World premier by acclaimed author Alexander McCall Smith,  a play opening at the Planet Restaurant on the 5th of May. 

THE SUMMER OF 1946

Playing in Planet Restaurant every Tuesday evening from 5th May to 9th June 2015, a fun-filled evening of sumptuous food, delightful theatre and music from down memory lane.

A brand new play, written by the brilliant Alexander McCall Smith of No.1 Ladies’ Detective Agency fame, will open in Planet Restaurant on Tuesday 5th May and will run every Tuesday evening until 9th June 2015.
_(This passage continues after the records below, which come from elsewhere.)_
PR #448, opened 2024-12-02
feat: general-purpose SP1 Authenticator

### LINKED ISSUE #542: Update `generate_pessimistic_proof` method to support the new `aggchain_type`
## Description

The `generate_pessimistic_proof` method needs to be updated to support the new `aggchain_type` which will validate the `aggchain_proof` using `aggchain_params` and `vkey` as input.

wborgeaud:
Replace the current ECDSA authenticator with a general purpose SP1 authenticator.
See https://github.com/agglayer/protocol-research/discussions/53 for discussion.

# TODO

- [x] Update the PP program to verify either the ECDSA signature or the sp1 stark proof
- [x] Update the Certificate to contain either the signature or the aggchain proof 

Fixes #542 #541 #464

## PR Checklist:


pgebheim:
Should this be called "Authentication via SP1 proof" or something to link the topics?

wborgeaud:
Quick update on this PR:

Ideally, we would have an `SP1Proof` consensus proof in the multi-batch header/certificate to replace the signature we have currently. However, I've had issues making SP1 compile when importing `sp1-sdk` (to reproduce, uncomment this line https://github.com/agglayer/agglayer/blob/8f12583bc2cc2674e2bba3be33ad5d65f81cca14/crates/pessimistic-proof/Cargo.toml#L19 and run `cargo prove build` in `pessimistic-proof-program`).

This world premier, directed by renowned director Nicholas Ellenbogen, is set around characters from all over the world finding their way home after the war, via Cape Town. All lovers of music, they gather over a drink at The Nellie to share songs and stories. This is a nostalgic feel-good play in three acts: the “fishing fleet” ladies who travelled to India; love and beauty in the Australian outback; and Tickie the clown in the Lion’s Den, provide captivating entertainment in the iconic Belmond Mount Nelson Hotel.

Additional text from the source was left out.